Gogi Saroj Pal, Untitled, Late 1990s, Watercolour and gouache on paper, 37.2 x 29.0 in. Collection: DAG

But her natural ebullience surfaced soon after as Gogi’s paintings became vibrant with colour. Borrowing from tradition, she painted her popular Nayika series of beloveds entirely for her—and their own—self-satisfaction. Her Nayikas waited on no one and for no one. Completely self-absorbed, they were their own gaze, thus robbing the male viewer of any authority or agency over them. Preening at their toilette, lipsticked and nail-polished, they afforded their own pleasure, a clarion call for rebellion that burnt no bras and shouted no slogans, a quiet revolution that nevertheless challenged patriarchal foundations without appearing threatening. This was Gogi’s greatest triumph as a modernist.

Gogi Saroj Pal, Kamdhenu, Gouache on paper, 1995, 22.7 x 17.7 in. Collection: DAG

She went on to create other versions of women and her own self, as the mythical, hybrid creatures the Kamdhenu (or wish-fulfilling cow), the Kinnari (bird-woman), and the Dancing Horse. In her Homecoming series, she was the kinnari returning home, only to find it closed to her, so she could look in but not be let in. In these gentle ways she drove home the loneliness and alienation of women from discourse as well as history. Her women protagonists walked through streams of fire and forded streams with raging currents to attest their purity in a society ruled by men, so she absented those men from her paintings. If she placed sex workers within her compositions as question marks for society, she did not shy away from representing the Roop Kanwar sati that shook India in 1987 or the Nirbhaya rape case that brought about sweeping reforms in 2012. She even made the humble onion the subject of her paintings when a rise in the prices of the staple in middle class homes and their budgets led to unhappiness and despair.

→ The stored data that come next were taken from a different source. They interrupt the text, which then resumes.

PR #10351, opened 2024-12-02
Add WRT to sso_moderator

maxidragon:
This change was approved by @c-goodyear (WRT Leader) and @lnzainn  (WCT Leader)

Is there any way to test it locally?

### DIFF
--- a/app/controllers/users_controller.rb
+++ b/app/controllers/users_controller.rb
@@ -203,7 +203,7 @@ class UsersController < ApplicationController
   end
 
   private def sso_moderator?(user)
-    user.communication_team?
+    user.communication_team? || user.results_team?
   end
 
   def sso_discourse


maxidragon:
> Oof, if you _really_ want to test this, you'd have to spin up an entire Discourse forum instance locally.
> None of us was ever brave enough to even consider trying that, but just looking at the code I think this doesn't need thorough testing.

Okay, thanks!

> I'm curious though, what is the context of this change? Why does WRT need this permission?

The context is that WRT needs moderator privileges to perform anonymizations. It’s easier to just add us to the code because, for some unknown reason, Discourse revokes manually granted privileges after logging out. As a result, WRT members can not even log in on another browser without losing their permissions.

gregorbg:
> Discourse revokes manually granted privileges after logging out

This is technically not correct. Discourse overrides the privileges upon _logging in again_. Every single Discourse login makes Discourse "phone home" to our WCA SSO, and that WCA SSO (currently, before this PR is merged) tells Discourse that WRT members are not moderators, so the SSO payload of the renewed login _after you previously logged out_ comes back as `moderator: false`

c-goodyear:
@gregorbg I can confirm I was aware, and if any member tried to acquire permissions like this without a discussion, they would quite quickly no longer be a WRT member 😁

lnzainn:
Can confirm that I was aware. Thanks Gregor for approving, and Maks for the PR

Gogi Saroj Pal, Nayika, 1994, Gouache on paper, 10.0 x 14.2 in. Collection: DAG

At first glance, Gogi’s work is merely an aesthetic diversion in the warp and weft of Indian modern art, but what appears at first glance innocent is riven with the many anomalies she noticed around herself and thought to share with her viewers and collectors. Their pleasing colours beguile, but ultimately Gogi’s paintings (and few sculptures) never stop asking us whether we understand what women have to put up with so that the world as we know it goes on. In her ultimately unsettling paintings, Gogi held up a mirror to every one of us. She may have gone, but that mirror is still here in front of us.